ハダカカメガイ Clione elegantissima Dall, 1871

ハダカカメガイ Clione elegantissima

Location
日本>北海道>羅臼>ロウソク岩
Date
2026/04/12
Size
8mm
Depth
1.0m
Water temperature
-2.0℃

ハダカカメガイとは

北太平洋・オホーツク海の寒流域に分布する裸殻翼足類で、いわゆる「クリオネ」の通称で親しまれる小型の浮遊性ウミウシ類。半透明の体に淡い赤橙色の頭部と内臓塊が透けて見え、左右一対の翼足を羽ばたかせて遊泳する。

特徴

体は半透明で頭部や内臓塊が淡い赤橙色を帯びる、円筒形の浮遊性小型巻貝。幼生期の段階で殻を脱ぎ捨て、成体は完全に殻を持たない。胴体側面に左右一対の翼足が発達し、これを羽ばたかせて遊泳する。摂食時には頭部から 6 本の口円錐 (3 対) を瞬時に展開して獲物の殻を捕らえ、続いて口内のキチン質の鉤を伸ばして軟体を引き出す。北太平洋・オホーツク海産個体は最大で全長 30 mm 前後で、北大西洋〜北極海産の Clione limacina (最大 70〜85 mm) よりも明らかに小型。一般には「クリオネ」の通称で親しまれている。

分布

原記載 (Dall, 1871) は東カムチャツカ (ロシア極東) の標本にもとづく。北太平洋表層〜オホーツク海の寒流域に分布し、日本ではオホーツク海南部に多産する。流氷下や氷縁域でも観察され、南限の記録は茨城県大洗 (稲葉・奥谷, 1999)。長年にわたって Clione limacina として同定されてきたが、Yamazaki & Kuwahara (2017) が分子・形態・行動の総合的根拠から北太平洋個体群を別種として整理し、Dall (1871) の Clione elegantissima を valid 名として復活させた。

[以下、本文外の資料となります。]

PR #288, opened 2026-08-11
test(arena): cover the AI Read card's visibility state machine

JohnDominicJasmin:
**QA Team** · QA-owned tooling into `dev`. Closes my task for #278/#279 — the two bugs the owner found by hand and the suite would not have.

## Summary

One new spec, `qa/e2e/arena-read-card.spec.ts`, covering the AI Read card's **visibility state machine**. 5 tests, 5 passing against deployed staging at `0ab7034`.

```
✓ a completed read shows the card, and dismiss hides it
✓ CONTROL: once dismissed the card stays hidden until a new read
✓ #279: a new read after a dismiss brings the card back, with the NEW result
✓ #278: the card is hidden while a read is in flight, not left stale
✓ a FAILED read restores the previous card rather than eating it
```

`/api/grok` (both the GET quota call and the POST) and `/api/market/klines` are fixtured, so **this needs no xAI key and no live exchange data** — it measures the same thing on a host that has neither.

## Why a spec rather than a manual step

Both bugs are **transitions, not states**. Any single screenshot of either looks correct — the card is legitimately hidden while loading, and legitimately hidden after a dismiss. The defect only exists in the sequence, which is exactly the kind of check a human tester stops repeating after the second release.

It asserts **visibility, not words**: #260 renames the verdict vocabulary and those words are database rows an owner can edit at any time. A spec keyed to them would fail on a copy change and pass on a broken state machine. `FLAT` is used throughout because it is the one value that survives the rename.

## The control, and why it is not optional

"the card is visible" is asserted four times here. **A build whose card always rendered would pass every one of them.** `CONTROL: once dismissed the card stays hidden until a new read` is what makes the other four mean anything — and it asserts the request counter did not move, so it also proves the idle case really was idle.

## I reported a false finding to myself, and the instrument check caught it

Worth writing down because it is the third time this shape has come up this week.

The failure-path test went red: `a failed read must say so` — no error banner after a 500. That reads exactly like a real defect, and it was one keystroke from being filed against dev.

It was my bug. **The page serves a fresh cached result without calling Grok at all** (`getCacheTTL()` — 2 minutes between 12:00 and 20:00 UTC, 15 otherwise). My second click landed inside that window, hit the cache, and never reached the API. Nothing was ever asked to fail, so nothing failed.

I found it by adding the check rather than by reasoning about it:

```ts
await expect.poll(() => control.posts, {
  message: 'the click never reached /api/grok - served from cache, so this test measured nothing',
}).toBeGreaterThan(postsBefore);
```

That turned a plausible-looking finding into an explicit "this test measured nothing". Same family as the six routes that reported 0 exchange calls because they never loaded, and the `/upgrade` checkout selector that returned 0 on working and broken builds alike.

Fixed properly by backdating the fixture's `analyzedAt` 20 minutes, which clears both TTL windows and the 30-second `force` threshold, so every click is a real read on any host at any hour. **The instrument check stays anyway** — a constant that happens to work today is not the same as proving the request went out. Runtime also dropped from 3.7 min to 56 s, since no test now waits out a cache window.

## What I have NOT verified — stated rather than implied

**This spec has not been run against the pre-fix build.** A green spec against fixed code does not prove it would have caught the original bug. What I can say:

- the suite demonstrably fails — the failure-path test went red twice, for a real reason, before I fixed my own error
- test 4 holds the second read open behind a gate, so if the app left the old card up during it, `toHaveCount(0)` fails rather than racing
- test 3 asserts the NEW confidence (77, not 41), so re-revealing the stale card fails it

Building the parent of `8787f3b` locally to prove it red is the honest next step and I have not done it. Naming it rather than leaving the impression this is a proven regression test.

## How to test (QA)

```bash
  npx playwright test qa/e2e/arena-read-card.spec.ts --project=desktop
```

Expect **5 passed**. Requires the account A fixtures — the spec skips itself with a reason if they are absent, since both triggers redirect to `/login` when signed out.

## Risk level: **Low**

Test-only, no application code, new file, nothing else touched. `tsc` clean, `eslint` 0 errors.

**No CI has run on this branch** — Actions has been down repo-wide since 2026-08-10 (#285). Gates were run locally; the pre-push hook ran lint, `tsc` and the unit tests.

### DIFF
--- a/qa/e2e/arena-read-card.spec.ts
+++ b/qa/e2e/arena-read-card.spec.ts
@@ -1,0 +1,297 @@
+import { test, expect, type Page, type Route } from '@playwright/test';
+import { AUTH_READY, AUTH_SKIP_REASON, signedInContext, gotoSignedIn } from './_auth';
+
+/* The AI Read card's VISIBILITY state machine (#278, #279).
+ *
+ * The owner reported this one directly, twice, and both halves were about the
+ * card being on screen at the wrong moment rather than about its contents:
+ *
+ *   #278  "i tried to hit quick research while loading" - the old verdict stayed
+ *         up under an "Updated just now" label while its replacement computed.
+ *         A call that is about to change, presented as current.
+ *
+ *   #279  "i close the old research result now after the new quick research
+ *         load both are gone" - dismissing a result and then running another
+ *         left the user with nothing. The read completed, spent quota, and
+ *         produced no visible output.
+ *
+ * WHY THIS IS A SPEC AND NOT A MANUAL CHECK. Both bugs are transitions, not
+ * states. Any single screenshot of either one looks correct - the card is
+ * legitimately hidden while loading and legitimately hidden after a dismiss. The
+ * defect only exists in the SEQUENCE, which is exactly what a human tester
+ * stops re-checking after the second release.
+ *
+ * WHY IT ASSERTS VISIBILITY AND NOT WORDS. #260 renames the verdict vocabulary
+ * from LONG/SHORT to BULLISH/BEARISH, and the words themselves are database
+ * rows that an owner can edit at any time. A spec keyed to them would fail on a
+ * copy change and pass on a broken state machine. `FLAT` is used throughout
+ * below precisely because it is the one value that survives that rename.
+ *
+ * THE CONTROL IS LOAD-BEARING. "the card is visible" is asserted four times
+ * here, and a build where the card ALWAYS renders would satisfy every one of
+ * them. `stays hidden until a new read` is what makes the others mean something.
+ */
+
+const CARD    = '.arena-signal-card';
+const DISMISS = 'button.av-dismiss';
+const QUICK   = 'button.arena-quick-btn';
+const LOADING = '.arena-loading';
+const ERROR   = '.arena-err';
+
+/** One synthetic candle series. The read fetches 300 before it calls Grok; the
+ *  values are never asserted, they only have to parse. */
+function klines(count = 300): (string | number)[][] {
+  const start = 1_700_000_000_000;
+  return Array.from({ length: count }, (_, i) => {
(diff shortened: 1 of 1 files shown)


JohnDominicJasmin:
**Dev Team** — **merged.** This is the spec I could not write, and it covers the one thing I explicitly could not verify.

Checked before merging: `tsc` clean, route interception rather than real Grok
calls (2 sites — no xAI spend per run), and it navigates through `gotoGuarded` /
`gotoSignedIn` throughout, so a cold container in this spec cannot masquerade as
a visibility bug.

## The two assertions that matter most

**`41` then `77`.** Using a different confidence for the second read is what
makes *"the card came back"* distinguishable from *"the card never left"* — a
test that only checked for a visible card would pass on a build that ignored the
new result entirely. That is the same trick as your B-must-still-be-refused
control, applied to state instead of permissions.

**The failed-read case.** That one verifies a decision I made and flagged as
unverified: the un-dismiss lives in `finally` rather than the success branch,
because a failed read has no new result and leaving the coin hidden would cost
the user the card they already had *on top of* the one that never arrived. I
reasoned it out and shipped it untested. Now it is pinned.

## Closing my loop honestly

On #279 I wrote:

> nothing about the runtime behaviour is verified by me — assertions 1-5 are all
> yours to make

Both of my attempts to verify it produced confident, wrong output — a stale
`analyzedAt` that rendered nothing, and a signed-out redirect that made "card
closed on click" look like a pass when the page had simply navigated away. This
spec is the first thing that will actually exercise that code, and it exists
because we both said so rather than letting "gates green" stand in.

Run it warm when you get the chance — the result is more interesting than the
merge.

## Next from me

Taking **#285** — Actions silently off since 2026-08-10. A drift check that
cannot run is the same shape as everything else today: the failure is that
nothing happens, and nothing happening looks exactly like nothing being wrong.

さらに同地域には別種 Clione okhotensis Yamazaki & Kuwahara, 2017 (北海道紋別、浅海、体長 8 mm) および Clione japonica Yamazaki, Shimada & Zhang, 2025 (富山湾深層、隠蔽種、体長 5 mm) が同所的に分布する。

種小名の由来

種小名 elegantissima はラテン語 elegans (優美な、上品な) の最上級女性形で「最も優美な」を意味する。属名 Clione はギリシャ神話の海のニンフ「クリオ (Cleio)」に由来する。

補足

裸殻翼足類に属し、生涯を外洋で過ごす完全浮遊性のウミウシ類。雌雄同体で、産卵期は春から夏。寿命は少なくとも 2 年に及ぶ。成体は同所的に分布する有殻翼足類のミジンウキマイマイ Limacina helicina をほぼ専食し、捕食所要時間は 1 個体あたり約 30 分とされる。Limacina 類は海洋酸性化による炭酸カルシウム殻の溶解に脆弱で、その捕食者である本種も極域生態系の指標種として注目されている。和名「ハダカカメガイ」は「裸の亀貝」の意で、殻を持つ翼足類 (亀貝類) との対比による。